* **ACTION ITEM**: Starting at the line with "PR #1136, opened 2025-03-29" and going on through the line with "ci: Do not mvn -f DB anymore", reproduce each line in the records below exactly and nothing more.

Records from a data collection

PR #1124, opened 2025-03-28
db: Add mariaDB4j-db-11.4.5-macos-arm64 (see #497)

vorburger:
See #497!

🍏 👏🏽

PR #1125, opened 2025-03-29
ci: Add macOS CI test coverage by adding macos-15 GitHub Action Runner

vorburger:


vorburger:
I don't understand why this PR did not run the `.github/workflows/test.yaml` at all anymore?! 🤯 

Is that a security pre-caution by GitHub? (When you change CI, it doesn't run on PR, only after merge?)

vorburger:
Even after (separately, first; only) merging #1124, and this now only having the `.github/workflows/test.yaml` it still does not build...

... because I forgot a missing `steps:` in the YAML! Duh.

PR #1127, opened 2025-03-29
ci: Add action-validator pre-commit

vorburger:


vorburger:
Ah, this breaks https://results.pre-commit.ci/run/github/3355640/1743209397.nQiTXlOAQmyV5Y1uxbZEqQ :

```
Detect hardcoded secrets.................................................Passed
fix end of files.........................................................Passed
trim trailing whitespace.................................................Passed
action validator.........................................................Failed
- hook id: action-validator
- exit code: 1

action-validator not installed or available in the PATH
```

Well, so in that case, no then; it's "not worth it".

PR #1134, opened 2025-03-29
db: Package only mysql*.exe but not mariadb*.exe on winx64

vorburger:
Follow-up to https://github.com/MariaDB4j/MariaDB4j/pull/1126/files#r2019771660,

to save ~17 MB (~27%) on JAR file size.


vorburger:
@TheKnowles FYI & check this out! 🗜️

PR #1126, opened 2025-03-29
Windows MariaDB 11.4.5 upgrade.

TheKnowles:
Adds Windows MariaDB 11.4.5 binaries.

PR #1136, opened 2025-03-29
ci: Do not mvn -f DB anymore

--

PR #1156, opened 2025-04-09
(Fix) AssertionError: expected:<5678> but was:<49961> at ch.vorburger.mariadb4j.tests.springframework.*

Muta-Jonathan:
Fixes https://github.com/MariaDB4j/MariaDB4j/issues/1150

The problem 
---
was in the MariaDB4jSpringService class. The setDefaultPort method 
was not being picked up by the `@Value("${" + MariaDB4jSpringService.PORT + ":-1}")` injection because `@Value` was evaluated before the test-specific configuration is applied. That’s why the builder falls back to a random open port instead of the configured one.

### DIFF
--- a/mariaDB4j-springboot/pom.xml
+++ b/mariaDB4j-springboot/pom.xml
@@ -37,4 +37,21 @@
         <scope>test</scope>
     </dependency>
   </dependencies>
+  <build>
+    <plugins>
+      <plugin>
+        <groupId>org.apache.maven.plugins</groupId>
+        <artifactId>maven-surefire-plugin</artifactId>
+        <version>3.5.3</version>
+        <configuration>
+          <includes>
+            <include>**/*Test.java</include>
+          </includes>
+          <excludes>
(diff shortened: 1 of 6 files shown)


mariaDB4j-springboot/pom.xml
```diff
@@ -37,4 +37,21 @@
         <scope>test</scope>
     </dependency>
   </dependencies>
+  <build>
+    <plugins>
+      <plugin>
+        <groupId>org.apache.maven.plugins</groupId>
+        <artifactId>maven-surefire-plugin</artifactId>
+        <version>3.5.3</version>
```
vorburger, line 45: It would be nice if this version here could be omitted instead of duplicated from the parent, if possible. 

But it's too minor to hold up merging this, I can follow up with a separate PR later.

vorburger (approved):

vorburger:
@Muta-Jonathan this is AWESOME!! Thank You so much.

...

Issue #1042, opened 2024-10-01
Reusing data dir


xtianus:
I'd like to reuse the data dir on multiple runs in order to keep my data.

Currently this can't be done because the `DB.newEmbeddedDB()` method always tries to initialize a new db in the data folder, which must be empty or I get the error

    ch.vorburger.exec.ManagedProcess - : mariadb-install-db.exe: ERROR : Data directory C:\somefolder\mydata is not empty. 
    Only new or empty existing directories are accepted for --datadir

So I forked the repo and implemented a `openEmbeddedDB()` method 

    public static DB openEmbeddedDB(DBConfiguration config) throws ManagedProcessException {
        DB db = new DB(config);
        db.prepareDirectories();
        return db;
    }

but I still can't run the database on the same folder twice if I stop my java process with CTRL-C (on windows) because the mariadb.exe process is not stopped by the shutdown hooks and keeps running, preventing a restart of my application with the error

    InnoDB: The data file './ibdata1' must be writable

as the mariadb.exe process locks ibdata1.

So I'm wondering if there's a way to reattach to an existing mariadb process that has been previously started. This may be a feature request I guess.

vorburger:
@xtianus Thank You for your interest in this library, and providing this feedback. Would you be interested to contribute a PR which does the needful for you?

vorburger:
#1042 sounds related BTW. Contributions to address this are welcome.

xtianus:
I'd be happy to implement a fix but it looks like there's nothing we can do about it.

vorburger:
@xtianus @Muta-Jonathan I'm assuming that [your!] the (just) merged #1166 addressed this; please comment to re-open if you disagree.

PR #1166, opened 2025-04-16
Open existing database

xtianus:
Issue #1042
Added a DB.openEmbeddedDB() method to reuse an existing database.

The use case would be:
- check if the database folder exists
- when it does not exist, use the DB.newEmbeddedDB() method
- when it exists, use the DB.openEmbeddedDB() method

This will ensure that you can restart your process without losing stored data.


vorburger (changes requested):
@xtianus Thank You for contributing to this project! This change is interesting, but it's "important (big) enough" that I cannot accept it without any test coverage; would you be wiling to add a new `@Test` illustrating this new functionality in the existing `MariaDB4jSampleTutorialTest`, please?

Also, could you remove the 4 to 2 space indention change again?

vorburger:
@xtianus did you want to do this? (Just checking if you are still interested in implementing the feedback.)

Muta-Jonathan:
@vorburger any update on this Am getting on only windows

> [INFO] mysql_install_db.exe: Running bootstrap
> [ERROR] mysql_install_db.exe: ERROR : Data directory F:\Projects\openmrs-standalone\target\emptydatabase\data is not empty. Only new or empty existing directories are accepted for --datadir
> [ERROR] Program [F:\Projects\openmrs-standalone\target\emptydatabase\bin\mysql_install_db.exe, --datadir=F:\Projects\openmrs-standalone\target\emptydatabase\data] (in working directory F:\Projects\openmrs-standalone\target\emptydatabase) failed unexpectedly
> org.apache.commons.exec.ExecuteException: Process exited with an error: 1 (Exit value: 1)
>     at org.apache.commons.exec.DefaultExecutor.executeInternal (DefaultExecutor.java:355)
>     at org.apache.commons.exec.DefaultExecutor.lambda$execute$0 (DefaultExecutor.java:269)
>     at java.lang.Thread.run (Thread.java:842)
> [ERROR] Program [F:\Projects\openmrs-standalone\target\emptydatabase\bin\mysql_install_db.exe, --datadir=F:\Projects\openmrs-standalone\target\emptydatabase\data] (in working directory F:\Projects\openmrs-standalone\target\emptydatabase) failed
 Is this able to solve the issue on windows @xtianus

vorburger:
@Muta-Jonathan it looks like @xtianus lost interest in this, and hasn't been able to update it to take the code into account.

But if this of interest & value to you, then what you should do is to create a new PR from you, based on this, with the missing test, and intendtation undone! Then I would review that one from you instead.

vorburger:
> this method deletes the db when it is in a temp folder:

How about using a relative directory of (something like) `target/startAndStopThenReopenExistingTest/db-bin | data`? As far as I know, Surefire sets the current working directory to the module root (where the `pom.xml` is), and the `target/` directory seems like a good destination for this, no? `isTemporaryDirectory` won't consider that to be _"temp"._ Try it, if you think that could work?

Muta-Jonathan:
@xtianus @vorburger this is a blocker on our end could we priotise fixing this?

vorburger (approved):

* **EXERCISE ANSWER**:
PR #1136, opened 2025-03-29
ci: Do not mvn -f DB anymore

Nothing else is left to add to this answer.